Brazil Maintains High Interest Rate at 15%, Standing Out Among Emerging Markets in 2025

Brazil's Central Bank keeps the Selic rate steady at 15%, contrasting with global rate cuts and maintaining one of the highest real interest rates worldwide in 2025.

    Key details

  • • Brazil maintains Selic rate at 15% for the fourth consecutive time, highest level since 2006.
  • • Brazil is the only BRICS nation that has not cut interest rates in 2025, contrasting with India, Russia, and China.
  • • Brazil holds the second-highest real interest rate globally, behind Turkey, after the US cut rates in 2025.
  • • Inflation in Brazil is within target range despite low November CPI; economic growth forecast is modest at 2%.
  • • The Central Bank cites economic uncertainty and inflation control as reasons for maintaining high interest rates without signaling cuts.

Brazil's Central Bank has decided to keep the Selic rate at 15% per year for the fourth consecutive time, reaffirming its stance in a unique position among emerging markets and within the G20. The Monetary Policy Committee (Copom) made the unanimous decision to sustain the current interest rate level, citing significant economic uncertainties that demand caution. This level, unchanged since June after being raised from 10.5% in May last year, marks one of the highest interest rates Brazil has held since July 2006.

In contrast to Brazil's steady high rate, other leading economies among the BRICS and G20 have reduced theirs throughout 2025. India recently cut its rate from 5.50% to 5.25%, Russia trimmed its rate from 17% to 16.50% in October, and China lowered key lending rates to historic lows of 3% for one-year and 3.5% for five-year loans. Within the G20, only Japan and Brazil have maintained high rates without cuts this year. Other emerging economies such as Egypt, South Africa, UAE, and Saudi Arabia also implemented reductions in their reference rates.

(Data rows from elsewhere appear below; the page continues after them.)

PR #64, opened 2021-02-09
Perform array-to-pointer conversion

werat:
Arrays are implicitly converted to pointers during usual arithmetic conversions.


lldb-eval/parser.cc
```diff
@@ -252,6 +252,13 @@ static ExprResult UsualUnaryConversions(lldb::SBTarget target,
 
   // TODO(werat): Promote bitfields: e.g. uint32_t:10 -> int (not unsigned int).
 
+  if (result_type.IsArrayType()) {
```
tonkosi, line 255: Nit: can you update the comment few lines above saying that this only includes the integral promotion?

tonkosi (approved):
LGTM with one nit.

PR #65, opened 2021-02-09
Add source locations for each ptr declarator

werat:
This makes error messages to point exactly to the offending declarator.


tonkosi (approved):
Looks good, thanks.

PR #68, opened 2021-02-12
Fix casting enums to floating point types

tonkosi:
Before this change, reinterpreted cast was used for casting enums to basic types, leading to errors when casting to floating point types (e.g. `(double)Enum::kOne` was close to `4E-324`). This change fixes this by using a static cast instead.


werat (approved):
Awesome, thanks for fixing this!

PR #69, opened 2021-02-15
Implement builtin debugger intrinsic `__log2`

werat:
Implement builtin function in the parser and the evaluator. Currently only one function is supported -- `__log2`.

* Save source location in the AST node to allow for better error diagnostics
* Implement basic implicit type conversions checking -- this is required for handling function arguments


docs/expr-lang.ebnf
```diff
@@ -140,3 +141,12 @@ numeric_literal = ? clang::tok::numeric_constant ? ;
 boolean_literal = "true" | "false" ;
 
 pointer_literal = "nullptr" ;
+
+builtin_func = builtin_func_name "(" {builtin_func_argument_list} ")" ;
+
+builtin_func_name = "__log2" ;
+
+builtin_func_argument_list = builtin_func_argument
+                           | builtin_func_argument_list "," builtin_func_argument_list
```
tonkosi, line 150: Is this supposed to be `builtin_func_argument "," builtin_func_argument_list`?

lldb-eval/parser.cc
```diff
@@ -1780,7 +1816,102 @@ ExprResult Parser::ParseIntegerLiteral(clang::NumericLiteralParser& literal,
...
+  ConsumeToken();
+
+  Expect(clang::tok::l_paren);
+  ConsumeToken();
+
+  std::vector<ExprResult> arguments;
+
+  do {
+    // Eat the comma if this is not the first iteration.
+    if (arguments.size() > 0) {
```
jaro-sevcik, line 1850: Nit: I guess you could consume the token unconditionally and remove the ConsumeToken for lparen.

docs/expr-lang.ebnf
jaro-sevcik, line 150: One of those builtin_func_argument_lists could be builtin_func_argument, no?

Also, is there a reason to forbid empty argument list?

lldb-eval/eval_test.cc
```diff
@@ -1618,3 +1618,41 @@ TEST_F(EvalTest, TestSizeOf) {
...
+  EXPECT_THAT(Eval("__log2(cxx_enum)"), IsEqual("7"));
+  EXPECT_THAT(Eval("__log2(CEnum::kFoo)"), IsEqual("7"));
+  EXPECT_THAT(Eval("__log2(CxxEnum::kFoo)"), IsEqual("7"));
+
+  EXPECT_THAT(Eval("__log2(foo)"),
+              IsError("no known conversion from 'Foo' to 'unsigned int'\n"
+                      "__log2(foo)\n"
+                      "       ^"));
+
+  EXPECT_THAT(Eval("1 + __log2(1, 2)"),
```
jaro-sevcik, line 1653: Also add a test for no arguments, please.

lldb-eval/parser.cc
```diff
@@ -938,6 +966,7 @@ ExprResult Parser::ParseUnaryExpression() {
   }
 
   if (token_.is(clang::tok::kw_sizeof)) {
+    clang::Token token = token_;
```
tonkosi, line 969: Nit: The source location can be calculated directly here.

lldb-eval/eval_test.cc
jaro-sevcik: Perhaps also for something >2^32.

docs/expr-lang.ebnf
jaro-sevcik: (Looking at the parser, it looks like non-empty arguments was an intentional decision.)

lldb-eval/eval_test.cc
jaro-sevcik: And maybe the usual double suspects (+/- infinity, nan).

lldb-eval/parser.cc
```diff
@@ -1780,7 +1816,102 @@ ExprResult Parser::ParseIntegerLiteral(clang::NumericLiteralParser& literal,
...
+
+    arguments.push_back(std::move(argument));
+
+  } while (token_.is(clang::tok::comma));
+
+  Expect(clang::tok::r_paren);
+  ConsumeToken();
+
+  // Check we have the correct number of arguments.
+  if (arguments.size() != func_def->arguments_.size()) {
```
tonkosi, line 1869: We could also bail out a bit earlier in the case there are more arguments than expected with additional check in the do-while loop. Is that going to make a difference?

docs/expr-lang.ebnf
werat: Technically the other way around (`builtin_func_argument_list "," builtin_func_argument`), but yes, thanks for catching this!

lldb-eval/parser.cc
werat: Done

lldb-eval/parser.cc
werat: This is no longer the case when handling empty argument list

lldb-eval/parser.cc
werat: We need to parse all the arguments so that we can have an error message like "requires N arguments, got K arguments".

tonkosi: Makes sense, thanks for clarification.

tonkosi (approved):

Brazil’s choice to hold its interest rate high is in response to ongoing inflationary pressures and a resilient labor market. The Broad Consumer Price Index (IPCA) inflation was 0.18% in November — its lowest level for that month since 2018 — with an annual inflation rate of 4.46%, within the Central Bank's target tolerance of 3% ±1.5%. Despite the progress, inflation expectations remain a challenge, prompting the Bank to keep monetary policy tight.

The Central Bank projects Brazil’s GDP growth in 2025 at 2%, slightly lower than the market's expectation of 2.25%. The high interest rate acts as a tool to contain inflation by making credit more expensive, but at the cost of slowing economic growth. Additionally, a recent policy exempting income tax for individuals earning up to R$5,000 is forecasted to inject R$28 billion into the economy, potentially offering some relief.

Brazil currently holds the second-highest real interest rate in the world, behind only Turkey. This ranking is based on adjusted interest rates that account for inflation effects, with Brazil’s rate remaining significantly elevated relative to global peers. Meanwhile, the United States’ Federal Reserve cut its benchmark rates by 0.25 points to a range of 3.5%-3.75%, highlighting the divergent monetary approaches between the two largest economies.

The Central Bank has not indicated any timetable for future rate cuts, emphasizing the need to maintain the current level for a prolonged period to ensure inflation converges firmly to target. This cautious stance signals that Brazil prioritizes price stability amid economic uncertainties, even as other countries pursue rate reductions.

This article was synthesized and translated from native language sources to provide English-speaking readers with local perspectives.